Issue #3953, opened 2020-01-24
htlc callback acceptance 


nicolasburtey:
There is a PR about better reporting for HTLC forwarding: https://github.com/lightningnetwork/lnd/issues/3420#issuecomment-576853370

It would relevant to go one step further and allow callback for acceptance.

I see at least one use case where this would be relevant:
If a routing node is connected to knowingly mobile phone nodes that are offline most of the time but could be notified when a payment is pending. One of the requirement would be to make payment pending when receiving an HTLC for some channels, instead of automatically fail if the node is offline, as is currently happening with lnd.

carlaKC:
>  One of the requirement would be to make payment pending when receiving an HTLC for some channels, instead of automatically fail if the node is offline, as is currently happening with lnd.

Would the idea be to get the incoming htlc, see that it's for a known mobile client and then notify them to come online so that the htlc can be locked into their commitment?

champo:
@carlaKC at Muun we would love to have that feature! Ideally we would be able to decide whether to accept an htlc meant for a non existant channel with the mobile node, so actual channels can be created on demand.

I'd be more than happy to contribute to make this possible.

carlaKC:
> Ideally we would be able to decide whether to accept an htlc meant for a non existant channel with the mobile node, so actual channels can be created on demand.

If the channel doesn't exist yet, nodes wouldn't be able to find a route to the mobile device. If you were sure your routing node would be the second last hop, I think you could do some moon magic with hop hints but would have to think about it more. 

This would be a non-trivial change to lnd, because the switch (where we forward htlcs) is one of the more complex subsystems. Some things you'd have to think about are htlcs timing out while channel acceptor is waiting for the mobile node to come online, and handling this kind of blocking in the switch (which I think would be most challenging).

> I'd be more than happy to contribute to make this possible.

That would be great! A good place to start would be `handlePacketForward` in `htlcSwitch/switch.go` and having a look at the `ChannelAcceptor` in lnd which is a similar principle for channels being opened to our node. Feel free to ping me on the lnd slack/request for review if you decide to take this on :D

nicolasburtey:
@carlaKC my request was for existing channels (to get started :) )

But as @champo suggested, having this for non-existing channels (the "Phoenix" wallet way) would be a great addition.

Roasbeef:
Implemented by #4018

PR #4018, opened 2020-02-19
Intercept forward htlc

roeierez:
This PR introduces the ability to intercept htlc forward events that are handled at the htlcswitch package and to override the switch default behavior. Basically, similar to HODL invoices, this PR enables routing nodes to HODL HTLCs and to run custom validations or processes before forwarding (or cancelling) the HTLC.
More specifically for every HTLC that is intended to be forwarded, the implementor can choose to hold the forward and signal the switch to wait for a later resolution. Such resolution can be one of the following:
1. _Resume_ - Resume execution to the default behavior (probably just forward).
2. _Fail_ - Fail the htlc backward, the implementor is not interested in forwarding it.
3. _Settle_ - For a given preimage that was revealed in a way not known to the switch the implementor can settle the htlc.
Having more control over the forward behavior enables new important use cases to be implemented.
We are specifically looking to support the following use cases:

**Pay to Open**
This is about being able to pay someone with no channel or with a low capacity channel by opening a channel during the payment.
Let's say Alice (that has a channel) wants to pay Bob (that doesn't have a channel).
1. Bob is connected to a node and issues an invoice with a routing hint that points to a fake channel between Bob and the node. 
2. When Alice pays Bob's invoice, the node intercepts the HTLC and holds it.
3. At this stage one of the two options can follow:
    - The node opens a channel to Bob and upon confirmation (or not) resumes the forward.
    - The node opens a channel to Bob, pays Bob the original Alices amount minus service fee (in a different invoice), gets the preimage from Bob (in exchange to the payment) and settles the hold forward.

**Notify to Pay**
Let's say Alice wants to pay Bob, a mobile user, which is connected to a node via private channel.
1. Alice pays, the node intercept the forward, checks Bob's availability and notices Bob is offline (inactive).
2. The node notifies Bob using an agreed-upon notification mechanism.
2. The node waits for Bob to be online and once the channel is active, it resumes the forward.

**Implementation flow & Usage**
1. Link forward a packet, packet intercepted and sent to the RPC layer.
2. For each packet the RPC layer do the following:

- Hold the packet immediately and signal hold backwards to the switch.
- Send the packet for the client

3. In parallel RPC listens to client resolutions responses on the same stream and resolve packets accordingly.
4. On disconnection all remaining held packets are resolved using the default behavior (currently `Resume`)

I am attaching a sample file to show a sample usage that filter packets according to amount
[cmd_intercept_forward.txt](https://github.com/lightningnetwork/lnd/files/4686651/cmd_intercept_forward.txt)


halseth:
Can be integrated with the HTLC notifier? #3781 
cc @carlaKC

carlaKC:
> Can be integrated with the HTLC notifier? #3781

I think they're different sides of the same coin? `HTLCNotifier` notifies forwarding decisions post-fact, once we have made the forwarding/failing decision. 

My understanding of this is that it's preemptive: receive forward, callout to external forwarding predicate and then return, as specified in #3953.

roeierez:
> Can be integrated with the HTLC notifier? #3781

@halseth thanks for bringing this to the discussion.
Some things to note when thinking about integration:
1.  The notifications are dispatched after the forward has been processed while the interception should be hooked before that, this means the current htlcNotifier interface needs to be extended.
2. Interception is bidirectional and need to handle responses as well, this affects both the middleware and the RPC layer.
3. Controlling the forwards will probably need different RPC permissions than getting htlc notifications.
4. One example I see in the code that seems similar to this case is the channel events vs the channel acceptor. Two different mechanisms that have similar path in the code.

My take is that it will be an attempt to mix different things together but I am interested in @carlaKC opinion as well.
Hope that helps.

Roasbeef:
Interception should be done at the switch, not the link. Also _extreme care_ must be taken to not block the entire forwarding fabric, as the switch manages its state synchronously atm.

champo:
@roeierez I really like the look of the API here. I've also been working on something similar. It allows you to register _virtual_ channels and control HTLCs there through gRPC. It adds a new `Link` implementation and the intercept happens there. As far as the switch is concerned, nothing changes from a regular channel, which I think goes along the lines of what @Roasbeef suggests.

The highly-WIP code is at https://github.com/lightningnetwork/lnd/commit/b3b2f7f4433463691919f85081b0f74d6c9749ed and an usage example at https://gist.github.com/champo/8e90ce1ef38f2dd546814ff7898988c3 A knonw issue is that it doesn't close circuits so it kinda stops working after a success settle. It's easy to fix but I haven't gotten around to it yet.

roeierez:
> Interception should be done at the switch, not the link. Also _extreme care_ must be taken to not block the entire forwarding fabric, as the switch manages its state synchronously atm.

I have moved the interception to the switch, added unit tests and the Router RPC implementation.

lnrpc/routerrpc/router.proto
```diff
@@ -490,6 +490,67 @@ message BuildRouteResponse {
...
 
+message CircuitKey {    
+    /// The id of the channel that the htlc arrived at our node on.
+    uint64 incoming_chan_id = 1;
+
+    /// The index of the incoming htlc in the incoming channel.
+    uint64 htlc_id = 2;
+}
+
+message ForwardHtlcInterceptRequest {
```
champo: It'd be great to include the sphinx packet in this message. It would allow a receiver to check amount and expiry as it would if the HTLC had been forwarded through a link. This is useful for reverse swaps.

roeierez: @champo thanks for the feedback.
Currently the fields `amount_sat` `expiry` are what you are looking for as they are the actual values that would have been used in the forwarded packet in the default switch behavior.

champo: A third-party receiver (say a mobile app) shouldn't trust the fields. They would want to check the information against the sphinx. It would also enable usage of new fields like payment secret which is only known to the receiver.

roeierez: @champo I agree. At first I exposed only the fields that are required for the use cases I mentioned in the PR description. I do think it makes sense to expose all the forwarding info (such as outgoing channel, tlv fields and raw sphinx packet) as other use cases may need this info in order to take a decision at interception time.

htlcinterceptor/middleware.go
```diff
@@ -0,0 +1,146 @@
...
+		fwdHandlers:  make(map[uint64]ForwardHtlcHandler),
+		holdForwards: make(map[channeldb.CircuitKey]ForwardResolver),
+	}
+}
+
+// AddForwardHtlcHandler adds a ForwardHtlcHandler.
+func (c *Middleware) AddForwardHtlcHandler(
+	handler ForwardHtlcHandler) uint64 {
+
+	id := atomic.AddUint64(&c.fwdHandlerID, 1)
```
champo: do you need an atomic here when `fwdHandlers` is always accessed with a lock?

htlcinterceptor/middleware.go
```diff
@@ -0,0 +1,146 @@
...
+	resolver, ok := c.holdForwards[circuitKey]
+	c.Unlock()
+	if !ok {
+		return ErrFwdNotExists
+	}
+	if err := resolveFunc(resolver); err != nil {
+		return err
+	}
+
+	delete(c.holdForwards, circuitKey)
```
champo: shoudn't this be protected by the lock too? concurrent writes to maps are not supported

htlcswitch/switch.go
```diff
@@ -63,6 +64,50 @@ var (
 	ErrUnreadableFailureMessage = errors.New("unreadable failure message")
 )
 
+// forwardResolver implements the htlcinterceptor.Interceptor interface.
```
champo:
```suggestion
// forwardResolver implements the htlcinterceptor.ForwardResolver interface.
```

htlcswitch/switch.go
```diff
@@ -63,6 +64,50 @@ var (
...
+}
+
+// Resume resumes the default behavior as if the packet was not intercepted.
+func (h *forwardResolver) Resume() error {
+	return h.htlcSwitch.handlePacketForward(h.packet)
+}
+
+// Fail forward a failed packet to the switch.
+func (h *forwardResolver) Fail() error {
+	return h.resolve(&lnwire.UpdateFailHTLC{})
```
champo: is it possible to set a `Reason`? what will it default to?

htlcswitch/switch.go
```diff
@@ -63,6 +64,50 @@ var (
...
+	circuitInKey := h.packet.inKey()
+	pkt := &htlcPacket{
+		outgoingChanID: h.packet.outgoingChanID,
+		outgoingHTLCID: h.packet.outgoingHTLCID,
+		isResolution:   true,
+		circuit:        h.packet.circuit,
+		circuitInKey:   &circuitInKey,
+		htlc:           message,
+	}
+	return h.htlcSwitch.handlePacketForward(pkt)
```
champo: I _think_ this should either be calling `ForwardPackets`, `routeAsync` or `route`. As far as I can tell, calls to `handlePacketForward` always happen in the context of `hltcForwarder` go routine to keep the switch "sync". Calling it here directly might be messing up some assumptions made down the line. The 3 methods suggested before make sure the message ends up in `hltcForwarder`.

htlcswitch/switch.go
```diff
@@ -1364,7 +1442,19 @@ func (s *Switch) closeCircuit(pkt *htlcPacket) (*PaymentCircuit, error) {
...
 	// Otherwise, this is packet was received from the remote party.  Use
 	// circuit map to find the incoming link to receive the settle/fail.
-	circuit, err := s.circuits.CloseCircuit(pkt.outKey())
+	var circuit *PaymentCircuit
+	var err error
+	if pkt.circuitInKey != nil {
+		// In case we got the circuitInKey populated it means that we should
+		// use it to find the circuit as there is no open circuit probably due
+		// to interception of this packet.
+		circuit = s.circuits.LookupCircuit(*pkt.circuitInKey)
```
champo: is this circuit ever deleted?

htlcinterceptor/middleware.go
roeierez: No, moved to within the lock scope.

htlcinterceptor/middleware.go
roeierez: We should! Done.

htlcswitch/switch.go
roeierez: Good one! Used route.

htlcswitch/switch.go
roeierez: Yes, this test verifies that for all resolve options: https://github.com/lightningnetwork/lnd/pull/4018/files#diff-9ca6c00aa4cbaaa08aaa8bd697703398R3115

htlcswitch/switch.go
```diff
@@ -63,6 +64,52 @@ var (
...
+type forwardResolver struct {
+	packet     *htlcPacket
+	htlcSwitch *Switch
+}
+
+// Resume resumes the default behavior as if the packet was not intercepted.
+func (h *forwardResolver) Resume() error {
+	pkt := *h.packet
+	pkt.intercepted = true
+	return h.htlcSwitch.route(&pkt)
```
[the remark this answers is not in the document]
roeierez: Yes, this is the main event loop. The only change is the `intercepted` flag that is sent to true to prevent from the switch to intercept the packet again.

htlcswitch/switch.go
```diff
@@ -1682,6 +1774,12 @@ out:
 		// packet concretely, then either forward it along, or
 		// interpret a return packet to a locally initialized one.
 		case cmd := <-s.htlcPlex:
+			// We allow first to external handlers to intercept this packet.
+			// In case it was intercepted we skip the default paket handling.
+			if !cmd.pkt.intercepted && s.interceptForward(cmd.pkt) {
+				cmd.err <- nil
```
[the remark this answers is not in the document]
roeierez: In my understanding the errors in this case are handled here: https://github.com/lightningnetwork/lnd/blob/50ddb53e28f45d5f8c50031e9dd59a7ae2eeb0ab/htlcswitch/switch.go#L2004
And the current implementation only logs them.
It seems ok to to return them to the caller of `resume` in our case. Maybe add log as well to preserver the original behavior?

lnrpc/routerrpc/router_server.go
```diff
@@ -656,3 +669,192 @@ func (s *Server) SubscribeHtlcEvents(req *SubscribeHtlcEventsRequest,
...
+				CircuitKey: &CircuitKey{
+					IncomingChanId: inKey.ChanID.ToUint64(),
+					HtlcId:         inKey.HtlcID,
+				},
+				HtlcPaymentHash: htlc.PaymentHash[:],
+				AmountSat:       uint64(htlc.Amount.ToSatoshis()),
+				Expiry:          htlc.Expiry,
+			}
+
+			if err := stream.Send(interceptionRequest); err != nil {
```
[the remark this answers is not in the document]
roeierez: I understand the concern here.
Interceptions always delegate some responsibility to the user and if we want to mitigate bad use of this API it will come with the price of complicating the switch implementation which I am not sure worth it.
I tend to think that the way to handle this is to use small timeout by default and document it to express this concern.
The API should be used with care and the caller must have all the information ready for the decision on whether to intercept and avoid depending on external resources that may block.
What do you think?

htlcswitch/switch.go
```diff
@@ -1370,7 +1450,19 @@ func (s *Switch) closeCircuit(pkt *htlcPacket) (*PaymentCircuit, error) {
...
 	// Otherwise, this is packet was received from the remote party.  Use
 	// circuit map to find the incoming link to receive the settle/fail.
-	circuit, err := s.circuits.CloseCircuit(pkt.outKey())
+	var circuit *PaymentCircuit
+	var err error
+	if pkt.intercepted {
+		// In case we got the circuitInKey populated it means that we should
+		// use it to find the circuit as there is no open circuit probably due
+		// to interception of this packet.
+		circuit = s.circuits.LookupCircuit(pkt.circuit.InKey())
```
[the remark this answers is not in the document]
roeierez: After restart the link re-sends all forwarded htlc to the switch (https://github.com/lightningnetwork/lnd/blob/master/htlcswitch/link.go#L2463)
So they should re-offered to the interceptor.

lnrpc/routerrpc/router_server.go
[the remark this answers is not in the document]
joostjager: I was thinking about using a buffered `Queue`. Could that work? So that the main loop can keep pushing htlcs into the queue and move on.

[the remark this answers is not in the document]
roeierez: So the concern is not only blocking htlc handling system-wide but also blocking other channels that are polled in the main loop right?
Buffered queue can help here unless the system load is such that the queue ends up full and this also means that these buffered packets need to be re-send to the main loop later.
If that is the case why not introduce a separate channel for fresh forwarded htlcs that will be polled in a separate go routine? 
This go routine will only handle the interception without blocking the main loop.
After the interception handling the packets will be routed to the main loop to be processed regularly as today.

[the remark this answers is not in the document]
roeierez: Alternatively we can add the interception code in `route` & `routeAsync` which are the only ones that send forwards to the main loop and are executed in the caller go routine.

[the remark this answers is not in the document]
joostjager: I think it is the same thing, blocking channel receives in the main loop is blocked htlc handling system-wide. In the PR as is, it seems that the main loop can be blocked on a network send to the client. Hand-off to a queue can disconnect the main loop from the rpc code. With queue I don't mean a regular queue, but `queue.ConcurrentQueue`. That already contains its own goroutine, which I think is also what you are suggesting with separate channel.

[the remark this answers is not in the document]
roeierez: @joostjager I pushed an alternative implementation that introduces a very minimal change to the switch and uses a kind of Proxy structure that wraps the switch and intercepts requests.

In fact the only change to the switch is because settled/failed packets that are forwarded from the interceptor don't have an open circuit which the code expects.
I think conceptually it is not a problem but as part of reviewing this approach we need to find the right solution for that as I am not sure if the current change doesn't comes with the tradeoff of not filtering duplicate settles/failures. 

The blocking issue is now solved without the need for buffering since the ForwardPackets interface method is supposed to be called (and called) in its own go routine.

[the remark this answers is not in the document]
joostjager: >In fact the only change to the switch is because settled/failed packets that are forwarded from the interceptor don't have an open circuit which the code expects.

Isn't it possible to also not let the return path flow through the switch? So return the failure directly from the `ForwardInterceptor` to the link?

> The blocking issue is now solved without the need for buffering since the ForwardPackets interface method is supposed to be called (and called) in its own go routine.

The only thing remaining is that one packet in the forwarding batch can block the others. But that is much better than a system-wide block that was introduced in the prior version.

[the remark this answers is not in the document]
roeierez: @joostjager I just pushed another version where the fails/settles from the interceptor are delivered directly to the link using the `mailOrchestrator`
This bypass the attempt to close the circuit that doesn't exist.

A few more notes:
1. For fail packets the switch attempt to encode the error which we don't populate at the moment so we don't loos anything. If in a later time we want to add a failure reason then we have the obfuscator so we can do that in the interceptor.

2. For settled packets the switch log the forward events so if this doesn't count as forward event then all is good, otherwise it is fairly easy to add this logging.

3. It looks like the `mailOrchestrator` is built for concurrent use so it seems OK to use it from the interceptor.

4. Since we isolated the blocking issue to only affect the intercepted packets and not system wide, I tend to think that we don't need to add more concurrency and it is the user responsibility to make sure the packet he intercepts do not block the others. The caller can always handle these packets in an asynchronous way.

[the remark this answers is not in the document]
joostjager: Looks good, cleaner layering.

1. But we need to do that already in this PR, right? Otherwise what will the sender of the payment see as a failure message?

2. Sounds correct. No forward happened and injecting an external preimage is a special case

3. It may be better to reference the orchestrator as a separate dependency (not via switch), but that is mostly theoretical as there is already a reference to the switch. I am still thinking a little about how this compares to handing the packet off to the link directly (assuming the link is modified to also accept direct packets, like in #4183)

4. Yes it is much safer now. But maybe still need to look at some of the failure modes like network connection lost. Does a timeout still apply?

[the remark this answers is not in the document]
roeierez: > 1. But we need to do that already in this PR, right? Otherwise what will the sender of the payment see as a failure message?

What do you think is the message type that needed to be sent? Is there anything that supports custom error message?


> 3\. I am still thinking a little about how this compares to handing the packet off to the link directly (

To be honest I think that from the same reason we didn't want the link to talk directly to the interceptor it makes sense for the interceptor to talk to the transport layer rather than find the link itself.

> 4\. But maybe still need to look at some of the failure modes like network connection lost. Does a timeout still apply?

You mean timeout in settle/fail packets? 
As far as I understand the link will re-send packets on startup and the interceptor can/should retry upon error from the orchestrator. Any specific use case you had in mind?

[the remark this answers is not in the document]
joostjager: >What do you think is the message type that needed to be sent? Is there anything that supports custom error message?

I would think `FailTemporaryChannelFailure`?

>To be honest I think that from the same reason we didn't want the link to talk directly to the interceptor it makes sense for the interceptor to talk to the transport layer rather than find the link itself.

I have no strong opinion about it. Just wondering how the "reliable" mailbox (as long as no restarts) vs direct hand off would compare.

>You mean timeout in settle/fail packets? As far as I understand the link will re-send packets on startup and the interceptor can/should retry upon error from the orchestrator. Any specific use case you had in mind?

I mean what happens if the connection to an application is lost and the packet that is considered for forwarding doesn't get a response over the rpc. Also no connection lost, just nothing happens. And then if the application comes back online, what state does it need to signal forwarding for the 'hanging' forward request?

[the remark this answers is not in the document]
roeierez: > Just wondering how the "reliable" mailbox (as long as no restarts) vs direct hand off would compare

Using the mailbox let me avoid handling the case where the link is down. The mailbox is reliable in a sense that it will attempt to deliver the packet when the link comes live again.

> I would think `FailTemporaryChannelFailure`?

Added encryption.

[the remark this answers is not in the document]
joostjager: And if it intercepts, but nothing is ever heard back? I guess that is the application's responsibility then. Similar to how hodl invoices can currently cause channels to close if no resolution is given

htlcinterceptor/interface.go
```diff
@@ -0,0 +1,52 @@
...
+	"github.com/lightningnetwork/lnd/channeldb"
+	"github.com/lightningnetwork/lnd/lntypes"
+	"github.com/lightningnetwork/lnd/lnwire"
+)
+
+// ForwardHtlcHandler is a method that is invoked from the switch for every
+// incoming htlc that is intended to be forwarded.
+// The return value indicates if this handler will take control of this forward
+// and resolve it later or let the switch execute its default behavior.
+type ForwardHtlcHandler func(inKey channeldb.CircuitKey,
```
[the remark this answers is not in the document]
roeierez: Isn't it the current behavior? In case false is returned the switch executes its default forward. In case true the interceptor takes control.

htlcinterceptor/interface.go
```diff
@@ -0,0 +1,52 @@
...
+	req lnwire.UpdateAddHTLC) bool
+
+// ForwardResolver is the resolver interface that is intended to be called from
+// outside the switch to resolve an existing forward.
+type ForwardResolver interface {
+	// Resume notifies the intention to resume an existing hold forward. This
+	// basically means the caller wants to resume with the default behavior for
+	// this htlc which usually means forward it.
+	Resume() error
```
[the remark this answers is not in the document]
roeierez: The `ForwardResolver` is already associated internally with a specific htlc (and circuit key).

htlcinterceptor/interface.go
```diff
@@ -0,0 +1,52 @@
...
+
+	// Settle notifies the intention to settle an existing hold
+	// forward with a given preimage.
+	Settle(lntypes.Preimage) error
```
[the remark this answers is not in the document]
roeierez: See my comment above, a specific circuit key is associated with this `ForwardResolver` so the resolution only affect that one.

htlcinterceptor/middleware.go
```diff
@@ -0,0 +1,147 @@
...
+// * ResumeHoldForward
+// * SettleHoldForward
+// * FailHoldForward.
+func (c *Middleware) InterceptForwardHtlc(
+	circuitKey channeldb.CircuitKey,
+	htlc lnwire.UpdateAddHTLC, resolver ForwardResolver) bool {
+
+	c.Lock()
+	defer c.Unlock()
+	for _, actionResolver := range c.fwdHandlers {
```
joostjager, line 78: Are multiple handlers even needed at all for the described use cases? Without it, the `Middleware` may not be needed at all, simplifying the first version of this

roeierez: @joostjager I think this is a valid point. This can be simplified to support only one interceptor. In case an RPC interceptor is already registered, a new RPC one would probably need to disconnect the previous stream or reject the new registration.
@Roasbeef what do you think? I prefer we all agree on this before going for it.

roeierez: I will simplify it now. We can only support more interceptors later.

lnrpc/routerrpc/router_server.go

○ ○ ○

**Activity**
Within the material above, find every line containing the word "AddForwardHtlcHandler" and copy it.

**Result of the task**
+// AddForwardHtlcHandler adds a ForwardHtlcHandler.
+func (c *Middleware) AddForwardHtlcHandler(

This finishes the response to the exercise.